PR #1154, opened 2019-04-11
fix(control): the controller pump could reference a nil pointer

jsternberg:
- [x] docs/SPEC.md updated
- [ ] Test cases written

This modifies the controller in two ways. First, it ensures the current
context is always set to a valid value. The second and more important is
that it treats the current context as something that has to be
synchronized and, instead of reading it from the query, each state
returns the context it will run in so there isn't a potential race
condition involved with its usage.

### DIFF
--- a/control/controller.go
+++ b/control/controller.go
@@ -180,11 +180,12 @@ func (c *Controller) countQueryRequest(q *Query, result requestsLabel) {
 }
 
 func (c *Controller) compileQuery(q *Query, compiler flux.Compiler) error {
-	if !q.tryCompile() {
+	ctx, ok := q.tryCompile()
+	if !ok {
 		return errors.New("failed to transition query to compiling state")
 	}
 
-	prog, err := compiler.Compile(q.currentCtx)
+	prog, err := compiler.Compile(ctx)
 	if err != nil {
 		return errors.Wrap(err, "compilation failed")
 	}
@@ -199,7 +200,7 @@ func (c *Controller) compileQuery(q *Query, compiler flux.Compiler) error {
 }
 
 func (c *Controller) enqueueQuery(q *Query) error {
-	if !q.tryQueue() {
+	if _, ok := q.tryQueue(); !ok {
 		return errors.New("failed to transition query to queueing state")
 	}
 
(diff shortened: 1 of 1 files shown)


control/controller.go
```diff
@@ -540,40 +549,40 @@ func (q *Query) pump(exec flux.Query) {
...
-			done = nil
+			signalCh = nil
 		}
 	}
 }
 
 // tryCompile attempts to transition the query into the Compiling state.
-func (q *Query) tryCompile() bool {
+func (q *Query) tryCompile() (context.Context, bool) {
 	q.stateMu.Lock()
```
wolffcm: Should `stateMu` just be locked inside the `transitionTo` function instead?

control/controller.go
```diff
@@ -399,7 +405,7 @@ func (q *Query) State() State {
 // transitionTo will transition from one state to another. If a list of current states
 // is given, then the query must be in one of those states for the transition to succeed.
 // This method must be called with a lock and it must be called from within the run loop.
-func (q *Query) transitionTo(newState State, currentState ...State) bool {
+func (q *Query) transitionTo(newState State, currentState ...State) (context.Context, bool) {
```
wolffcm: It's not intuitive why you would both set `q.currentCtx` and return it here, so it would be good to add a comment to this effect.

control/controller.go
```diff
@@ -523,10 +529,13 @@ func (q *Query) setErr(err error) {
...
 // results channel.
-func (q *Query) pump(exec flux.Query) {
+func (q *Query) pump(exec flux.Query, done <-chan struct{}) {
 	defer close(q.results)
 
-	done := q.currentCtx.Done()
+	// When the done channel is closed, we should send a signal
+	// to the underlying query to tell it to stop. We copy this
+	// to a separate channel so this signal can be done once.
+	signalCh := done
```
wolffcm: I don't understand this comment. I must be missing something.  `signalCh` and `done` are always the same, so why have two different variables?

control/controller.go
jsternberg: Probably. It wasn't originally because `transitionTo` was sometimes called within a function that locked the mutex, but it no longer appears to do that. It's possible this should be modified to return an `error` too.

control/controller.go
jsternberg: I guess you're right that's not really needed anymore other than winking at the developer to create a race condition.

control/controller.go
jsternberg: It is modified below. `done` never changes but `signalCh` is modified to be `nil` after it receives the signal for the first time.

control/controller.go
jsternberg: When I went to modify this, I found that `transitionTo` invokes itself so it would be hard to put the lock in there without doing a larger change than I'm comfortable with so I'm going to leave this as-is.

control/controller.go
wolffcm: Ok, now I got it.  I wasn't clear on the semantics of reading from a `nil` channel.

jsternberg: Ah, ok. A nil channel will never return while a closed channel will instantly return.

+++++

→ THE TASK
Find and show each line of the listing with the word "context".

→ EXERCISE SOLUTION
context is always set to a valid value. The second and more important is
that it treats the current context as something that has to be
returns the context it will run in so there isn't a potential race
+func (q *Query) tryCompile() (context.Context, bool) {
+func (q *Query) transitionTo(newState State, currentState ...State) (context.Context, bool) {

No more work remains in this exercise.